My wife calls one pair my "baboon pants", because the padding is bright red, so they look funny when they're hanging on the line inside out to dry!


----------



## Atyl1972 (20 Jun 2011)

lol, excellent story real entertaining, thank you


funnymummy said:


> I swore i'd never wear lycra, Never.
> Then I bought a pair of shorts but always hid them under baggies for years, then one day was rushing round running late, got as far as the garage & putting the bike on the rack before realised I hadn't put my baggies on, I decided I couldn't add another 10 minutes to my lateness I had friends waiting to be picked up.
> I was incredibly concious all the way round the route of my bare lycraness, but everyone else was waering them & no-one shouted "Oi Wide Load" at me so I couldn't have looked that bad.
> After that I started wearing the shorts on their own - But only if I was cycling in a group, never on my own.
> ...


----------



## Atyl1972 (20 Jun 2011)

cool, yeah im going for the 3/4 too, thanks


perplexed said:


> I've got bib 3/4 length thingies, and they're great! You just don't notice them when you've had them on for a few minutes.
> 
> 
> My wife calls one pair my "baboon pants", because the padding is bright red, so they look funny when they're hanging on the line inside out to dry!


----------



## avalon (20 Jun 2011)

I am a fool so I dont realy care what others may think.


----------



## ianrauk (20 Jun 2011)

Just wear them. No one really cares what you wear.


----------



## 4F (20 Jun 2011)

No, I don't give a toss about what anyone else might think I look like. There is a reason for bib shorts and that is comfort.


----------



## Rebel Ian (20 Jun 2011)

Fran143 said:


> I'm with Norm here.....love to be comfy but what worries me most is that everyone laughs when I ask if my bum looks big in them!




So don't ask then!!!


----------



## Sonofpear (20 Jun 2011)

Like most people I couldn't care what people think. Just ordered my first pair of bib shorts and a nice matching jersey.


----------



## pepecat (20 Jun 2011)

Worrying about what people think, or having the waist band of normal shorts dig into you? Which is worse?
Personally I take comfort over anything else - i LOVE my bib shorts and don't give a fig what anyone else thinks. mrs pepecat calls them my mankini...even though i'm not a man....


----------



## Rebel Ian (20 Jun 2011)

Once they are on with a jersey over the top, how does anyone know the difference between bib shorts and normal shorts anyway?


----------



## Paulus (20 Jun 2011)

I have bib shorts, bib 3/4's and bib longs for the winter. Felt a bit strange for a minute or two and then never look back. It does feel a bit awkward when you first need to go to the loo for the first time though.


----------



## Angelfishsolo (20 Jun 2011)

Short answer no. I love them. Less chance of them riding down and me mooning somebody (yes I have done it in the past!!!) and an all round snugger feeling.


----------



## HLaB (20 Jun 2011)

No, I think I'd feel more of a fool not wearing them on the bike.


----------



## PaulSecteur (20 Jun 2011)

I got the decathlon ones at the weekend (The 40 ones, they seem to have a really good pad) But looking in the mirror was a shock. I dont look too bad with baggie shorst over my waist shorts, but no way will I be wearing them without somethin on top.


----------



## mcshroom (20 Jun 2011)

PaulSecteur said:


> I got the decathlon ones at the weekend (The 40 ones, they seem to have a really good pad) But looking in the mirror was a shock. I dont look too bad with baggie shorst over my waist shorts, but no way will I be wearing them without somethin on top.

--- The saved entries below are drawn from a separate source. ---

PR #490, opened 2022-04-13
refactor: combine/refactor context/config/machine arguments

### LINKED ISSUE #249: Simplify machine constructor
Mainly, it takes too many arguments. Many of these (epoch, base fee, state root, etc.) should be moved to a new struct describing the current Filecoin state.

Stebalien:
1. Reduce the number of arguments to the constructor.
2. Renames "debug" to actor_debugging to make it clear what it does, and document that it's
   consensus critical.
3. Split the config into "network-wide" and "epoch-specific" sections.

This change also makes it clear that these options are all consensus critical.

fixes #249

### DIFF
--- a/fvm/src/machine/mod.rs
+++ b/fvm/src/machine/mod.rs
@@ -1,4 +1,5 @@
 use cid::Cid;
+use derive_more::{Deref, DerefMut};
 use fvm_ipld_blockstore::Blockstore;
 use fvm_shared::actor::builtin::Manifest;
 use fvm_shared::address::Address;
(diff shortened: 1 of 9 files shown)


fvm/src/machine/mod.rs
```diff
@@ -88,23 +86,110 @@ pub trait Machine: 'static {
...
+    }
+}
+
+/// Per-epoch machine context.
+#[derive(Clone, Debug, Deref, DerefMut)]
 pub struct MachineContext {
+    /// Network-level settings.
+    #[deref]
+    #[deref_mut]
+    pub network: NetworkConfig,
```
Stebalien, line 162: It's unclear if this should go inside the context (my first attempt had it as a second machine parameter), but it's convenient to specify all "context" information in the same place.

It's only a matter of time


----------



## cd365 (20 Jun 2011)

Rebel Ian said:


> Bib shorts - my fat wrestler gear as my son refers to them!!



The first time I put bib shorts on I did walk around the room clapping my hands over my head chanting "easy, easy" 

It didn't bother me then putting them on and it still doesn't. It is proper kit for cycling so no different from wearing a football top and shorts for a kickaround in the park


----------



## John the Monkey (20 Jun 2011)

Rebel Ian said:


> Once they are on with a jersey over the top, how does anyone know the difference between bib shorts and normal shorts anyway?



They can tell because you don't have that builders' bum thing that's sometimes the unfortunate result of racing position and a slightly too short jersey.


----------



## HLaB (20 Jun 2011)

mcshroom said:


> It's only a matter of time



Yip most folk start that way. For me I think it was being caught in that light shower on a club run in baggies and suddenly feeling like my thighs weighed a ton ;-)


----------



## zizou (20 Jun 2011)

Only time ive felt a fool was when i got a pair of white bib shorts and wore them when it was raining. Would look good in the South of France or Italy...not so good for Scotland!


----------



## numbnuts (20 Jun 2011)

Looks like I'm the odd one out, I don't like bib shorts, I have three pairs and I wore a pair this morning, but my preference would be my Lycra shorts and I don't care what people think I will even go and do my shopping in my cycling gear and I don't like my shorts down to my knees I always have to cut them down, dam it wear what is comfortable.


----------



## ianrauk (20 Jun 2011)

mcshroom said:


> It's only a matter of time



LOL Indeed


----------



## Globalti (20 Jun 2011)

I enjoy wearing bib shorts, they are pretty flattering!


----------



## dellzeqq (20 Jun 2011)

I've got a pair and worn them once - on the subzero FNRttC to Southend. I don't like them. They look silly. If I ever do a subzero night ride again I might wear them again, but, otherwise, no.


----------



## evilclive (20 Jun 2011)

funnymummy said:


> Blimey! I love them, first time in years I can actualy say i'm really comfortable, No more bunching up round my waist, no more red marks on my belly...and TBH they are far more figure flattering then normal shorts, several of my friends have commnetated I look so much slimmer in them & asked if i've lost weight - I havn't.
> The only downside I have found so far, is the 'complete' strip off behind a hedge if you need to go pee!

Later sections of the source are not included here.